Aria di schiarita? Macchè! Nella conferenza stampa di ieri un boato tuonante è piombato sul ritiro azzurro. Il padre dell’Olimpo azzurro, Zeus-De Laurentiis, ha, con la sua solita perentorietà e chiarezza, esplicitamente parlato del suo incontro della sera precedente con il Pocho, lanciando sul calciatore argentino saette di accuse piovute da nubi sempre più dense di bufera.
Non sembra dunque chiarirsi il tormentone, che anzi assume sempre più le connotazioni di un trhiller di produzione “Filmauro”, nel quale tutte le ipotesi sembrano ancora possibili: Lavezzi resterà? Lavezzi andrà via? La punta continua ad allenarsi evitando di rispondere al presidente, ma il muro contro muro è sempre più violento e nessuna delle posizioni sembra ammorbidirsi. Uno scontro tra pareti granitiche che nel venirsi addosso finiscono solo per rimbalzare nuovamente nella posizione di partenza.
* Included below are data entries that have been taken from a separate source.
PR #43, opened 2024-11-07
fix: validate if nv config update applied after reboot

almaslennikov:
There might be a case where FW config didn't apply after a reboot because of some error in FW. In this case
we don't want the node to be kept in a reboot loop (FW configured -> reboot -> Config was not applied -> FW configured -> etc.).
To break the reboot loop, we should compare the last time the status was changed to PendingReboot to the node's uptime.
If the node started after the status was changed, we assume the node was rebooted and the config couldn't apply.
In this case, we indicate the error to the user with the status change and emit an error event.

### DIFF
--- a/pkg/host/utils.go
+++ b/pkg/host/utils.go
@@ -25,6 +25,7 @@ import (
 	"strconv"
 	"strings"
 	"syscall"
+	"time"
 
 	"github.com/Mellanox/rdmamap"
 	"github.com/jaypipes/ghw"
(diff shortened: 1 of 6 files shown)


rollandf (approved):

pkg/host/utils.go
```diff
@@ -630,6 +633,20 @@ func (h *hostUtils) GetOfedVersion() string {
 	return version
 }
 
+// GetHostUptimeSeconds returns the host uptime in seconds
+func (h *hostUtils) GetHostUptimeSeconds() (time.Duration, error) {
+	log.Log.V(2).Info("HostUtils.GetHostUptimeSeconds()")
+	output, err := os.ReadFile("/proc/uptime")
+	if err != nil {
+		log.Log.Error(err, "GetOfedVersion(): failed to read mlx5_core version file")
```
ykulazhenkov, line 641: the error message is wrong

ykulazhenkov (approved):
LGTM

PR #50, opened 2024-11-13
Fix supported-nic-firmware in a helm chart

e0ne:
This is a follow-up PR for #49


almaslennikov (approved):

e0ne:
it's a part of #53 now

PR #61, opened 2025-02-04
Revert "Deploy configuration daemon DS during config template reconcile"

almaslennikov:
Since we've decided not to support a separate OCP bundle for NIC op, let's drop the elaborate daemon deployment scheme and keep deploying both the operator and the daemon set together from the helm chart

This reverts commit cedb2e3af38bcf8ad1aea8776a50f9aada11ae93.

Original PR: https://github.com/Mellanox/nic-configuration-operator/pull/55


almaslennikov:
@adrianchiris @e0ne @ykulazhenkov @rollandf WDYT?

rollandf:
Agree with the approach

ykulazhenkov (approved):

PR #78, opened 2025-02-19
add NicFirmwareTemplate and NicFirmwareSource CRDs

almaslennikov:
Created a separate PR with CRD changes to facilitate merging


api/v1alpha1/nicfirmwaretemplate_types.go
```diff
@@ -0,0 +1,72 @@
...
+	// UpdatePolicy indicates whether the operator needs to validate installed FW or upgrade it
+	// +kubebuilder:validation:Enum=Validate;Update
+	// +required
+	UpdatePolicy string `json:"updatePolicy"`
+}
+
+// NicFirmwareTemplateSpec defines the FW templates and node/nic selectors for it
+type NicFirmwareTemplateSpec struct {
+	// NodeSelector contains labels required on the node
+	NodeSelector map[string]string `json:"nodeSelector,omitempty"`
```
rollandf, line 34: Maybe use:
`NodeSelector *corev1.NodeSelector json:"nodeSelector,omitempty" `

rollandf (approved):
LGTM.
One suggestion about NodeSelector

api/v1alpha1/nicfirmwaretemplate_types.go
rollandf: I see here that we use the same map[string]string in the other template.

https://github.com/Mellanox/nic-configuration-operator/blob/main/api/v1alpha1/nicconfigurationtemplate_types.go#L93

Let's keep the same

api/v1alpha1/nicfirmwaresource_types.go
```diff
@@ -0,0 +1,60 @@
...
+*/
+
+package v1alpha1
+
+import metav1 "k8s.io/apimachinery/pkg/apis/meta/v1"
+
+// NicFirmwareSourceSpec represents a list of url sources for FW
+type NicFirmwareSourceSpec struct {
+	// BinUrlSources represents a list of url sources for FW
+	BinUrlSources []string `json:"binUrlSources"`
```
ykulazhenkov, line 23: Not sure what are our preferences about "strict" vs "relaxed" validation for this project, but we can validate that binUrlSources field has at lease one element

api/v1alpha1/nicfirmwaresource_types.go
```diff
@@ -0,0 +1,60 @@
...
+}
+
+// NicFirmwareSourceStatus represents the status of the FW from given sources, e.g. version available for PSIDs
+type NicFirmwareSourceStatus struct {
+	// State represents the firmware processing state, e.g. Downloading|Processing|Success|ProcessingFailed|DownloadFailed
+	State string `json:"state"`
```
ykulazhenkov, line 29: do we want to add enum validation for this field?

api/v1alpha1/nicfirmwaresource_types.go
```diff
@@ -0,0 +1,60 @@
...
+See the License for the specific language governing permissions and
+limitations under the License.
+*/
+
+package v1alpha1
+
+import metav1 "k8s.io/apimachinery/pkg/apis/meta/v1"
+
+// NicFirmwareSourceSpec represents a list of url sources for FW
+type NicFirmwareSourceSpec struct {
```
ykulazhenkov, line 21: this applies to all types in the file.
In the FirmwareTemplate you explicitly using `// +required` tag. Should we add it for the required fields in this file as well?

api/v1alpha1/nicfirmwaretemplate_types.go
ykulazhenkov: let's document behavior for an empty node selector as a part of the docstring.

almaslennikov: Done

api/v1alpha1/nicfirmwaresource_types.go
almaslennikov: Added validation for non-empty array

api/v1alpha1/nicfirmwaresource_types.go
almaslennikov: Added enum validation

api/v1alpha1/nicfirmwaresource_types.go
almaslennikov: Added required tags to the required fields

ykulazhenkov (approved):

PR #88, opened 2025-03-04
include stderr logs for easier debugging

kitfoman:
Root-cause is difficult to debug whenever any of the underlying utilities fail. This adds a change to include stderr of the executed command whenever it fails for most things in `utils.go`


rollandf:
Hey, thanks for the PR.
Can you please add signed-off in commit:
`Signed-off-by: Author Name <authoremail@example.com>`

PR #107, opened 2025-04-30
chore: Refactor internal host package

almaslennikov:
For the upcoming DMS integration, we need to restructure some internal packages for better code structure.

The host package is split into three:

devicediscovery - DiscoverNicDevices() function
host - only host related utils: ScheduleReboot(), GetOfedVersion, GetHostUptime()
configuration - most of the former host package will stay here with all the nic configuration related functionality

No new logic is added in this PR, it only consists of functions moved to new packages with their respective unit tests


ykulazhenkov (approved):
LGTM

PR #127, opened 2025-06-27
feat: add BFB update

almaslennikov:


internal/controller/nicfirmwaresource_controller.go
```diff
@@ -95,68 +95,133 @@ func (r *NicFirmwareSourceReconciler) Reconcile(ctx context.Context, req ctrl.Re
...
+		}
+		return nil, err
+	}
+
+	log.Log.Info("BFB file successfully processed", "cacheName", instance.Name, "filename", bfbFileName)
+	return bfbVersions, nil
 }
 
-func (r *NicFirmwareSourceReconciler) updateStatus(ctx context.Context, obj *v1alpha1.NicFirmwareSource, status string, statusError error, versions map[string][]string) error {
+func (r *NicFirmwareSourceReconciler) updateStatus(ctx context.Context, obj *v1alpha1.NicFirmwareSource, status string, statusError error, versions map[string][]string, bfbVersions map[string]string) error {
```
heyvister1, line 224: I suggest changing versions to binVersions
```suggestion
func (r *NicFirmwareSourceReconciler) updateStatus(ctx context.Context, obj *v1alpha1.NicFirmwareSource, status string, statusError error, binVersions map[string][]string, bfbVersions map[string]string) error {
```

I know this will require API change to replace `Versions` to `BinaryVersions` WDYT? Since we're using v1alpha1 maybe its a good time to do that

Also updateStatus signature seems to be too long, mostly you call it with nil assignments. I suggest using `FirmwareVersions` struct to hold both `binVersions`, `bfbVersions` maps

pkg/firmware/manager.go
```diff
@@ -114,6 +128,46 @@ func (f firmwareManager) BurnNicFirmware(ctx context.Context, device *v1alpha1.N
 	fwSourceName := device.Spec.Firmware.NicFirmwareSourceRef
 
 	cacheDir := path.Join(f.cacheRootDir, fwSourceName)
+
```
heyvister1, line 131: `BurnNicFirmware` seems to be too long. I suggest breaking `BurnNicFirmware` into small functions. Handling BFB or Bin sources. Searching for binaries, preparing and coping binaries if needed.

rollandf (approved):
LGTM

internal/controller/nicfirmwaresource_controller.go
almaslennikov: Doesn't save much space actually, let's leave it like this

PR #130, opened 2025-07-20
fix: README Configuration details update

rollandf:


rollandf:
For better parsing from docs repo

PR #166, opened 2025-09-26
feat: provision, install and run DOCA SPC-X CC package

almaslennikov:
The package should be provisioned via NicFirmwareSource. Link to .deb package for Ubuntu 22.04 should be provided.

The CC algorithm is to be run on runtime configuration apply when SPC-X optimizations are enabled


api/v1alpha1/nicfirmwaresource_types.go
```diff
@@ -27,6 +27,9 @@ type NicFirmwareSourceSpec struct {
 	// BFBUrlSource represents a url source for BlueField Bundle
 	// +optional
 	BFBUrlSource string `json:"bfbUrlSource,omitempty"`
+	// DocaSpcXCCUrlSource represents a url source for DOCA SPC-X CC .deb package for ubuntu 22.04
```
rollandf, line 30: I assume this API will be deprecated along the way.
Should we add some comment about it?

internal/controller/nicdevice_controller.go
```diff
@@ -364,7 +366,16 @@ func (r *NicDeviceReconciler) applyRuntimeConfig(ctx context.Context, status *ni
 		}
 	}
 
-	err := r.ConfigurationManager.ApplyDeviceRuntimeSpec(status.device)
+	targetVersion, err := r.SpectrumXManager.GetDocaCCTargetVersion(status.device)
+	if err != nil {
+		return err
```
rollandf, line 371: Should we update the Condition here?

rollandf (approved):

PR #1533, opened 2026-06-28
Updated A_FreezeDeath() and A_GenericFreezeDeath()

KozmunkasKalman:
Added inputs to the A_FreezeDeath() and the A_GenericFreezeDeath() action functions to allow changing the palette translation and the minimum freeze tics.

## Checklist

### DIFF
--- a/wadsrc/static/zscript/actors/shared/ice.zs
+++ b/wadsrc/static/zscript/actors/shared/ice.zs
@@ -98,11 +98,11 @@ extend class Actor
 	//
 	//============================================================================
 
-	void A_FreezeDeath()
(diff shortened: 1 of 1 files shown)


wadsrc/static/zscript/actors/shared/ice.zs
```diff
@@ -203,11 +203,10 @@ extend class Actor
 		SetStateLabel('null');
 	}
 
-	void A_GenericFreezeDeath()
+	void A_GenericFreezeDeath(string translation = "Ice", int mintics = 75)
```
Boondorl, line 206: `translation` should be a Name rather than a string

PR #1535, opened 2026-06-29
Add actor render flag to set an actor's sprite's normal

AFADoomer:
Added the +SETSPRITENORMAL flag for actors.

- This flag triggers the engine to set the normal of each rendered sprite for that actor to the vector facing toward the current viewpoint.

- With this flag set, dynamic lights can individually affect the actor's sprite (with no shader-side changes necessary), and you can have 'back-lit' sprite actors who are silhouetted against a dynamic light.

## Checklist

### DIFF
--- a/src/playsim/actor.h
+++ b/src/playsim/actor.h
@@ -505,6 +505,7 @@ enum ActorRenderFlag2
 	RF2_INTERPOLATESCALE		= 0x1000,
 	RF2_INTERPOLATEALPHA		= 0x2000,
 	RF2_NODYNAMICLIGHTING		= 0x4000,	// [MC] Disable dynamic lighting effects on sprites/models
+	RF2_SETSPRITENORMAL			= 0x8000,	// [AFA] Set the sprite's normal and allow individual dynamic lights to affect sprites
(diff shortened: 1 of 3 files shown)


RicardoLuis0:
> Added the +SETSPRITENORMAL flag for actors.
> 
> * With this flag set, dynamic lights can individually affect the actor's sprite (with no shader-side changes necessary), and you can have 'back-lit' sprite actors who are silhouetted against a dynamic light.

this isn't enough for that, for it to work it needs to pass in the full light list like it does for models instead of calculating it on the CPU

RicardoLuis0:
> > Added the +SETSPRITENORMAL flag for actors.
> > 
> > * With this flag set, dynamic lights can individually affect the actor's sprite (with no shader-side changes necessary), and you can have 'back-lit' sprite actors who are silhouetted against a dynamic light.
> 
> this isn't enough for that, for it to work it needs to pass in the full light list like it does for models instead of calculating it on the CPU

(i'll probably merge this PR manually into the 5.x renderer rework and do that myself if you can't get to it by then)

Se la questione Lavezzi risulta sempre più spinosa, il mercato partenopeo, viceversa, va avanti a gonfie vele. De Sanctis nella giornata di ieri ha risolto tutti i problemi, e sempre don Aurelio ne ha confermato l’ormai definitivo acquisto (l’arrivo in ritiro è previsto tra oggi e domani); ed il patron azzurro si è sbilanciato anche su altre questioni, annunciando il forte interessamento della sua società per il laterale del Liverpool, Dossena…e se lo dice il presidente…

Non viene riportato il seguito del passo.